Let $k_1(x, y)$ be the kernel on only the string components of inputs $x$ and $y$, and $k_2(x, y)$ the kernel on only the score components of inputs $x$ and $y$. You can apply any kernel to these subsets; adding extra (ignored) dimensions doesn't break its kernel-ness.
Positive linear combinations: if $w_1, w_2 > 0$, then $(x, y) \mapsto w_1 k_1(x, y) + w_2 k_2(x, y)$ is a valid kernel function. If you think of kernels as a similarity function, this means that $x$ and $y$ are similar if either $k_1$ or $k_2$ thinks they are, and more similar if both say they are, with relative importances determined by the weights $w_1, w_2$.
Pointwise products: $(x, y) \mapsto k_1(x, y) \, k_2(x, y)$ is a valid kernel. This is like an "and" condition: points are similar only if both $k_1$ and $k_2$ think they're similar.
In terms of implementing this in ksvm: you can either use a matrix, or implement your own kernel function. help(ksvm) has an example of doing this (under "#### Use custom kernel").
A: You could also create a dictionary with the all distinct words of your dataset. Suppose you have |M|, the cardinality of your dictionary (Distinct words). There are many techniques now for creating a vector of numbers based on the dictionary, for example you can try to use one-hot encoding. 
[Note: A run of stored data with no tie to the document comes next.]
Issue #296, opened 2017-12-27
Fix overflow for Modal in IE11


yurist38:
# Browsers and versions affected

> Our lovely IE11

# Description

> There is an issue with overflow content in Modal component

<img width="592" alt="screen shot 2017-12-27 at 10 52 16" src="https://user-images.githubusercontent.com/10692413/34378218-17aac19e-eaf5-11e7-9e10-088c2229c468.png">

# Steps to reproduce

> Open ui-kit site in IE11 and navigate to Modal component. Then click on `Open Custom Modal` button. You will see that it behaves differently compare to other browsers (bottom part of modalbox went below the screen).

# Expected results

> Same behavior as in other browsers - you should be able to see the whole modalbox and its central (content) part should be scrollable.

leandrooriente:
Closed https://github.com/Travix-International/travix-ui-kit/pull/347

PR #347, opened 2018-03-08
fix overflow for ie11

iwwwi:
# What does this PR do:

   Fixes overflow problem on IE 11 Issue #296 

before: 
https://cl.ly/3F0O1e0u092M

After:
https://cl.ly/3h0f3b0O3Q2S

    Diff in styles


froskie:
What's with the difference in the snapshots since you didn't touch any code related to that?

leandrooriente:
In IE 11 the modal title is scrolling together with the content.

The same behavior doesn't happen in Edge or Chrome for example.

froskie:
Although I agree with @leandrooriente , I believe this fix the overflow problem _per se_. We should address the fixed header and footer in somewhere else.

iwwwi:
@leandrooriente  IMHO at the moment users are blocked to scroll the content in general without this fix :D and the header not being there is not a blocker :D can be fixed later... but I do not have time now to check this at moment... :D we can either merge this PR as fix for this bug (being blocked to scroll) and create another issue to improve the header experience ... or decline everything until I get the time to work on this again... or someone else can extend this PR :D I am ok in general with all approaches :)

yurist38:
Header/footer problem is not fully a scope of the current PR as I can see. Agree that ideally to fix it here as well. But since it requires more resources, I prefer to merge this PR asap and create an issue for the header/footer.

leandrooriente:
👍 

I created a new issue to track this problem: https://github.com/Travix-International/travix-ui-kit/issues/353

Let Alfred is the best Dungeon Master in the world be your dictionary. Now for each world you can create a one hot vector (The length of the vector is the cardinality of your vocabulary):
Alfred = [1,0,0,0,0,0,0,0]

Dungeon = [0,0,0,0,1,0,0,0]

Now since your dictionary will probably be huge. You can apply some compositionality techniques obtaining only a vector for each row of your dataset, for example you can sum up vectors associated to each input and take the mean value.